• **EXERCISE GOAL**
Copy out the lines of the material that include the string "root".

• **DATA UNDER STUDY**

PR #210, opened 2016-09-30
Adding tool to convert resx to csv.

ivannaranjo:
Simple script that extracts the strings from the .resx file and produces a .csv file that can be imported into spreadsheets for easy review of the strings.

### DIFF
--- a/tools/resx2csv.py
+++ b/tools/resx2csv.py
@@ -4,6 +4,9 @@
 This script will take any .resx file and extract all of the strings to a .csv file
 easily importable into spread sheets.
 
+Example of usage:
+resx2csv.py --resx GoogleCloudExtension\Resources.resx -o strings.csv
+
 """
 
 from __future__ import print_function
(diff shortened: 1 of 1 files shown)


tools/resx2csv.py
```diff
@@ -0,0 +1,54 @@
...
+        self.name = root.attrib['name']
+        self.value = root.find('value').text
+        self.comment = root.find('comment').text
+
+
+def convert_to_csv(root, output):
+    """Takes the root of the Xml file and converts it into a .csv file."""
+
+    with open(output, 'wt') as out:
+        out.write("name,value,comment\n")
```
chrsmith: All other string literals in the file use `'`, whereas this is using `"`.

tools/resx2csv.py
```diff
@@ -0,0 +1,54 @@
+#! /usr/bin/env python
+"""Script to convert the .resx file into a .csv file.
+
+This script will take any .resx file and extract all of the strings to a .csv file
+easily importable into spread sheets.
+
+"""
```
chrsmith: An example command line for how to invoke the tool would be very useful. e.g.:

python .\tools\resx2csv.py --resx .\src\strings\UiStrings.resx --output ui-strings.txt

ivannaranjo: Done.

tools/resx2csv.py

• **ANSWER SECTION**
+        self.name = root.attrib['name']
+        self.value = root.find('value').text
+        self.comment = root.find('comment').text
+def convert_to_csv(root, output):
+    """Takes the root of the Xml file and converts it into a .csv file."""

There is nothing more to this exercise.